A first advantageous development of the present invention provides that steps (b) and (d) are each executed starting from an initial-operation operating state preferably using the first setpoint pressure. This improves the accuracy of the method according to the present invention.

In a refinement thereto, it is provided that the variable detected in steps (c) and (e) is a time that elapses from the beginning of the operation using the first and second activation periods in steps (b) and (d), respectively, until a specific operating state is reached. This prevents an undesired operating state being caused by the method according to the present invention, such as an operating state which lies outside the normal operating limits of the internal combustion engine. Thus, damage to the internal combustion engine is ultimately prevented in this way.

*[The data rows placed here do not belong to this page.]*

PR #210, opened 2022-10-07
Flanger Module

KaiMikkelsen:


src/processors/modulation/CleanDelayType.h
```diff
@@ -0,0 +1,25 @@
+#pragma once
```
KaiMikkelsen, line 1: I thought since this was being used by chorus and flanger now it could be in its own file. I noticed the delay module uses a similar version of this struct but initializes the delay line with a different value 1 << 20 instead of 1 << 18.

Should I look into making this struct more global and we can use it for the delay as well?

src/processors/modulation/Flanger.cpp
```diff
@@ -0,0 +1,298 @@
...
+} // namespace
+
+Flanger::Flanger (UndoManager* um) : BaseProcessor ("Flanger",
+                                                    createParameterLayout(),
+                                                    um,
+                                                    magic_enum::enum_count<InputPort>(),
+                                                    magic_enum::enum_count<OutputPort>())
+{
+    using namespace ParameterHelpers;
+    loadParameterPointer (rateParam, vts, "rate");
```
KaiMikkelsen, line 21: It seems like when there is a 5th parameter it's knob is not shown properly. I wondered if we might be changing around some of the parameters anyway so I haven't looked into resizing the module, but let me know what you think of how we can organize all 5 knobs(params)


Screen Shot 2022-10-11 at 12 51 40 PM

The specific operating state may be defined by a predefined number of crankshaft rotations from the beginning of the operation using the first and second activation periods in steps (b) and (d), respectively. The number of the crankshaft rotations is easily detectable by the crankshaft sensor, which is provided in any case. The time that passes for a predefined number of crankshaft rotations is an extremely sensitive variable that characterizes the torque and therefore ensures a particularly reliable detection of an error or a manipulation of the pressure sensor.

However, it is also fundamentally conceivable that the specific operating state is defined by a predefined final speed of a crankshaft of the internal combustion engine from the beginning of the operation using the first and second activation periods in steps (b) and (d), respectively. Of course, it is advantageous in this context if the starting speed is the same in each case. In addition, it is to be ensured that the final speed does not lie above the maximum permissible speed.

It is particularly advantageous if the initial-operation operating state is an idling operation, because a relatively low pressure typically prevails in the fuel rail during idling and a brief activation period of the fuel injection device is provided, which increases the significance in carrying out the method according to the present invention.

The action that is carried out in step (f) may include an entry in an error memory, for example, but also an emergency shutoff of the internal combustion engine, if the method according to the present invention is not performed within the scope of a repair shop examination, but rather in normal operation.